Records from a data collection

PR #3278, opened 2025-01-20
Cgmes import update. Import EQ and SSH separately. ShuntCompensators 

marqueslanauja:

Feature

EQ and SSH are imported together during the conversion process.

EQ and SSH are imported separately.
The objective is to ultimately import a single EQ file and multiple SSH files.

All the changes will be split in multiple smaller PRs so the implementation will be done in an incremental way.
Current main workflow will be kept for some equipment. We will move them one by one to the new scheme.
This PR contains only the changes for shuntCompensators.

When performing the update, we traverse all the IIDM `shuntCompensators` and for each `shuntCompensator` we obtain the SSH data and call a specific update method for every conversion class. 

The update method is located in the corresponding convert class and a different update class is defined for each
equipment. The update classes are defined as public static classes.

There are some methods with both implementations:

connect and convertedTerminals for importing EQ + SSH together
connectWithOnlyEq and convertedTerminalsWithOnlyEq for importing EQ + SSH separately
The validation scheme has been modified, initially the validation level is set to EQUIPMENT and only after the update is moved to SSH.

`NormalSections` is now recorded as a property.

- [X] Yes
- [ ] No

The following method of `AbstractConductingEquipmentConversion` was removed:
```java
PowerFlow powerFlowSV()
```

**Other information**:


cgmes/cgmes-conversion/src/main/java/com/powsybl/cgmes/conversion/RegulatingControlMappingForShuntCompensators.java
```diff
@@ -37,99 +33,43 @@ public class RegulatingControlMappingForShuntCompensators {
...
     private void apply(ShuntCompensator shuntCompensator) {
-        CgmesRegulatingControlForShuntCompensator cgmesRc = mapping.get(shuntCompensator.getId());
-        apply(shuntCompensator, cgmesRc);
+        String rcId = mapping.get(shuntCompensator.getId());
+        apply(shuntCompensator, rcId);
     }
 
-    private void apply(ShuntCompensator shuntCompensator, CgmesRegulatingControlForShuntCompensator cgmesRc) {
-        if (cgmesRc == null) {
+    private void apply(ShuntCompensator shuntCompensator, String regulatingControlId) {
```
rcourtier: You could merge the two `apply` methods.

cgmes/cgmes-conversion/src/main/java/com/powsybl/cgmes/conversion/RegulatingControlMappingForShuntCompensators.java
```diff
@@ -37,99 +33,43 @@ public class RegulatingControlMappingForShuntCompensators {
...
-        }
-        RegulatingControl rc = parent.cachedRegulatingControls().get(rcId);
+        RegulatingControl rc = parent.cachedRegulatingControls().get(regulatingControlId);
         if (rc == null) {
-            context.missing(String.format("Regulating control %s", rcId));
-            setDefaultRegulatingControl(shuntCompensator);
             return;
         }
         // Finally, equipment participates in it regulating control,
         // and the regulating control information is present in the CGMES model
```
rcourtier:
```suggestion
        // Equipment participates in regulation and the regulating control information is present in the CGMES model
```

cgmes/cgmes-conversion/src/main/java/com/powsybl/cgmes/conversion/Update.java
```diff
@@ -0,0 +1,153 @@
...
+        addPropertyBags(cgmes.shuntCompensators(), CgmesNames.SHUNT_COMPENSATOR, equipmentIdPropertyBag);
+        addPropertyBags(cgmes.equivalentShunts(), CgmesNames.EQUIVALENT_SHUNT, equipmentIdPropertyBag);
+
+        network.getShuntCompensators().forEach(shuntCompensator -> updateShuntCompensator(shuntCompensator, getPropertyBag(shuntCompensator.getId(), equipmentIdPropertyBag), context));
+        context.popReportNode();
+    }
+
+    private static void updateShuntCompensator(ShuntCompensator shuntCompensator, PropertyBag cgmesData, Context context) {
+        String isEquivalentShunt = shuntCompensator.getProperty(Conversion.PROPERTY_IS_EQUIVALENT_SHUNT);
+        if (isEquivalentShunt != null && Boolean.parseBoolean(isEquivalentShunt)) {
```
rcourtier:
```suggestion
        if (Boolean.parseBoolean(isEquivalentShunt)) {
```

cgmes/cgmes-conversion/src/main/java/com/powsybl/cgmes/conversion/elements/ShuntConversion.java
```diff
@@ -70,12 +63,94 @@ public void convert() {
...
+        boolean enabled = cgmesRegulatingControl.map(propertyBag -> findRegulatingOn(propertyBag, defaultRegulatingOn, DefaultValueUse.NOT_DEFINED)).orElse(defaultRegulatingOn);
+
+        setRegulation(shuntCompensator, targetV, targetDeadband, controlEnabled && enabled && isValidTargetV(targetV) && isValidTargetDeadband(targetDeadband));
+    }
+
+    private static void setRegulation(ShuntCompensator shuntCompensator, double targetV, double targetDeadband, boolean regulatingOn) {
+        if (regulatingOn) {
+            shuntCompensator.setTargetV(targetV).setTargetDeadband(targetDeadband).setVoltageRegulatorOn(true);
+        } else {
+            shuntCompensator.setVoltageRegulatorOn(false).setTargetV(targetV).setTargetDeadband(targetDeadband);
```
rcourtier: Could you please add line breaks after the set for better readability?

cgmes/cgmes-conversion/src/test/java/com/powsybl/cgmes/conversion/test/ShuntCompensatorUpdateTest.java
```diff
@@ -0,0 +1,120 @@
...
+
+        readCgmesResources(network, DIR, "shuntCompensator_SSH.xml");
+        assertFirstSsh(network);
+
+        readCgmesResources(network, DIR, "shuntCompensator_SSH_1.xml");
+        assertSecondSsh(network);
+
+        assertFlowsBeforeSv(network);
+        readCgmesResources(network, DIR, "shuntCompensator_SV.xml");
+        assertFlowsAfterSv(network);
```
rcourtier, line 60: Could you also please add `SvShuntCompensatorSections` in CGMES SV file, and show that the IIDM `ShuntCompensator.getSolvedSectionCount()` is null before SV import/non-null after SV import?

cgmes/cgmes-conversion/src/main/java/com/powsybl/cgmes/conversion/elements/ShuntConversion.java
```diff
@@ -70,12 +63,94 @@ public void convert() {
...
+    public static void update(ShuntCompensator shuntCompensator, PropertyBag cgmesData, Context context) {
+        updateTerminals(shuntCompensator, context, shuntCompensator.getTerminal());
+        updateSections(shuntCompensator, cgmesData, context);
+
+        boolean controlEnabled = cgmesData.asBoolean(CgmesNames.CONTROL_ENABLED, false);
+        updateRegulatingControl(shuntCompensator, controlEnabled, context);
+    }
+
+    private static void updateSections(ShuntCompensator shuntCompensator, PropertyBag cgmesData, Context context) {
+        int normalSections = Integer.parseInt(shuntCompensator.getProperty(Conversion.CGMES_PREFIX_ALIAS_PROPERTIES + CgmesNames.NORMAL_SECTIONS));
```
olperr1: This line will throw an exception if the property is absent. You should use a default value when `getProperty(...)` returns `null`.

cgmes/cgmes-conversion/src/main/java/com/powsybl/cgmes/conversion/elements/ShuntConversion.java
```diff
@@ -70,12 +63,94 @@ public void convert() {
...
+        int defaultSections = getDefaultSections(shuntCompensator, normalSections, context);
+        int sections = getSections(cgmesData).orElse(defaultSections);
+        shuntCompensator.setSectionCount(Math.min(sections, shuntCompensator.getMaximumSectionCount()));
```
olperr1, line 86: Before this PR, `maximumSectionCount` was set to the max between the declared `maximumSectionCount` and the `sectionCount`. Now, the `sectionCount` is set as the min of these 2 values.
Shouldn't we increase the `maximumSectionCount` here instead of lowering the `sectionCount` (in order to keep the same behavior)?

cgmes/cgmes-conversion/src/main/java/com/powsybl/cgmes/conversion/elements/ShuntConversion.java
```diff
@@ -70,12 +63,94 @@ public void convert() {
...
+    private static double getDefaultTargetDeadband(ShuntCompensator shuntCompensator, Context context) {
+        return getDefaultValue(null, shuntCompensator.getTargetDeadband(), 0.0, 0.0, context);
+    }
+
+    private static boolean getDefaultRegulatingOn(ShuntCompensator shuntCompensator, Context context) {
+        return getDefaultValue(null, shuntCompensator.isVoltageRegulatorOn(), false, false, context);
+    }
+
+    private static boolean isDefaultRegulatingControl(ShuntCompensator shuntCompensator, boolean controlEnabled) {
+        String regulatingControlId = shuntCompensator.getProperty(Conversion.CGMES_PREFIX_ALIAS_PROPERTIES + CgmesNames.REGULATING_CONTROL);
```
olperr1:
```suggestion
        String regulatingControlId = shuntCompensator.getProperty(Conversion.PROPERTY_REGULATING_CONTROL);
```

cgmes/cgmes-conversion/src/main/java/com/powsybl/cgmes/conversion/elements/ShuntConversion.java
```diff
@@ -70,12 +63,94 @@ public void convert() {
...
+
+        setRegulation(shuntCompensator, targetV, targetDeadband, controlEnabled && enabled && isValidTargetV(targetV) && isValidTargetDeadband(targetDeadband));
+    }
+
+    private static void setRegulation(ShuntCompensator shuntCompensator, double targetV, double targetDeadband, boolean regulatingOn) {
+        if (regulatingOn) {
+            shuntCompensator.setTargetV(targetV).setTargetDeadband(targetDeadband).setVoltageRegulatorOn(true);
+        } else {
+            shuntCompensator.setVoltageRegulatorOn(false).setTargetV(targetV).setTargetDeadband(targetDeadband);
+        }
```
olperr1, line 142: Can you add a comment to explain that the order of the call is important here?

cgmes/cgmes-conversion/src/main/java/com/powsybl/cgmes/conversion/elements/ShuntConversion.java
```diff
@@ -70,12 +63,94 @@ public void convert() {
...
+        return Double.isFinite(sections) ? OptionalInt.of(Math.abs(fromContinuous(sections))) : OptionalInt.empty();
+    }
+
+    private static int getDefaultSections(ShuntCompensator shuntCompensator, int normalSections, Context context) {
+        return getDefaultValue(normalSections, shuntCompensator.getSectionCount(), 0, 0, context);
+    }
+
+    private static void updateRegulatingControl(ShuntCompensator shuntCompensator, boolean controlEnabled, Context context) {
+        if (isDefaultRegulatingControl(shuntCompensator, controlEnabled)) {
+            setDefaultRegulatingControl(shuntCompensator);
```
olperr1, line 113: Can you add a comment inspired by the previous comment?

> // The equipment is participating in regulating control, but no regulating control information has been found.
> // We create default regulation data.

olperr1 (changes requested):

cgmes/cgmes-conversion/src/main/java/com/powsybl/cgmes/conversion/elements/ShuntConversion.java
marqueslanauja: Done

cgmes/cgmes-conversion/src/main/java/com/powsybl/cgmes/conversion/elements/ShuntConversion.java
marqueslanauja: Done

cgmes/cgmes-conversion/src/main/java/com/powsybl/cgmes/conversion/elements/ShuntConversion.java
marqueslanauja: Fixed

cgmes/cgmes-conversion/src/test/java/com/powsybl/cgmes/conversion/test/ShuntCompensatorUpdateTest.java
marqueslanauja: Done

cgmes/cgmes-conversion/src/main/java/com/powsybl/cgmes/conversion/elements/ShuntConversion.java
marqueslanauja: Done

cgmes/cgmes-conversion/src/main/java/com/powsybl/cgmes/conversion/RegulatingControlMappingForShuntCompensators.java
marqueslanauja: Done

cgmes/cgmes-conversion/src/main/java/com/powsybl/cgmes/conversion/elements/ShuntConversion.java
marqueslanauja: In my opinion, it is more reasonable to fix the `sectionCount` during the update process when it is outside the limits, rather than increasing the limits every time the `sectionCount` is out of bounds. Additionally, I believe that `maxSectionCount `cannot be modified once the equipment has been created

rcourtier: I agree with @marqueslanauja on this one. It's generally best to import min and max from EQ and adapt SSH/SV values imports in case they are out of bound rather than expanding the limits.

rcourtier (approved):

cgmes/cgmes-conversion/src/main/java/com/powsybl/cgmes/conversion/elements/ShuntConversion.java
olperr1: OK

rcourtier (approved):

* * *

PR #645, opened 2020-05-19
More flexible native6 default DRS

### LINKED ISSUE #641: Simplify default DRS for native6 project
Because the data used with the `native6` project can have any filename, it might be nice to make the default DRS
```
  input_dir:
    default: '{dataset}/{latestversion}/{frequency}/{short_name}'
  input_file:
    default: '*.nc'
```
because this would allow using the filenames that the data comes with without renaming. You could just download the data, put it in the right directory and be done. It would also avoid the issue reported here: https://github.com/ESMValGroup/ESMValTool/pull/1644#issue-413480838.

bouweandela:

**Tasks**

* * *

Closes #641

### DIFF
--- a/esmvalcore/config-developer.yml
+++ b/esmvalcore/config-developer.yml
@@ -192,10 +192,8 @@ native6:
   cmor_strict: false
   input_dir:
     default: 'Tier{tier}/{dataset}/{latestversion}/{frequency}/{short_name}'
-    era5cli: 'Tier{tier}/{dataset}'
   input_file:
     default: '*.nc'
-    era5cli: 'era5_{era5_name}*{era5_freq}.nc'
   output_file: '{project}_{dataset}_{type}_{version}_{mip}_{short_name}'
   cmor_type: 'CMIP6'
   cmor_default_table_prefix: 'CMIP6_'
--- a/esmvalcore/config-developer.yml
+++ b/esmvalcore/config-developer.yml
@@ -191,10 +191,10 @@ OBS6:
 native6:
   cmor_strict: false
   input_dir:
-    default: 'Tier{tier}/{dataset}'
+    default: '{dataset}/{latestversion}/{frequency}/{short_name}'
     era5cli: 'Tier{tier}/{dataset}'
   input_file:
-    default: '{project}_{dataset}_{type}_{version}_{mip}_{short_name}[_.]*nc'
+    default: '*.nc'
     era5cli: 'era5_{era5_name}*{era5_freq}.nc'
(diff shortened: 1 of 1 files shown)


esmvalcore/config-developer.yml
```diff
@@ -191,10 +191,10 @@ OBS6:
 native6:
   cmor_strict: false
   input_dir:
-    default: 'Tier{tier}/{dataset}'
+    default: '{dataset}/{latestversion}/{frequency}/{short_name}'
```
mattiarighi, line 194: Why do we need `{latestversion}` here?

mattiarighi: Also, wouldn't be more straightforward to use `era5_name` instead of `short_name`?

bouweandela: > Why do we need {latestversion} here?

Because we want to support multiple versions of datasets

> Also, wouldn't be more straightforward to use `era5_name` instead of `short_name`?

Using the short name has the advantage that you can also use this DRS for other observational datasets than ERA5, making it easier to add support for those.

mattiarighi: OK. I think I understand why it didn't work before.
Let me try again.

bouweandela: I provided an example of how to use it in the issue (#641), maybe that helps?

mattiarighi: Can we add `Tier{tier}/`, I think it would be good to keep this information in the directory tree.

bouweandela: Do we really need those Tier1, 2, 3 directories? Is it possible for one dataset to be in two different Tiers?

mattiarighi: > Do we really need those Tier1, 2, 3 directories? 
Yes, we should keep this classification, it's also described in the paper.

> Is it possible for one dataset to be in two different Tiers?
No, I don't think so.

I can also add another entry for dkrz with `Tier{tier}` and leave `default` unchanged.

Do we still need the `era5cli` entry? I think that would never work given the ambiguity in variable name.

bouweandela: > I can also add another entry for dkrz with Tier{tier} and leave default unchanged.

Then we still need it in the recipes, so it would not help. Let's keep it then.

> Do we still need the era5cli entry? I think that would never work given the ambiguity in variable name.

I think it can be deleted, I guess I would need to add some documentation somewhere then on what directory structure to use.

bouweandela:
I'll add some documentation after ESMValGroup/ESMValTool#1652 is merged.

Try it |
Collect every line above that contains the word "ambiguity".

Task result |
Do we still need the `era5cli` entry? I think that would never work given the ambiguity in variable name.
> Do we still need the era5cli entry? I think that would never work given the ambiguity in variable name.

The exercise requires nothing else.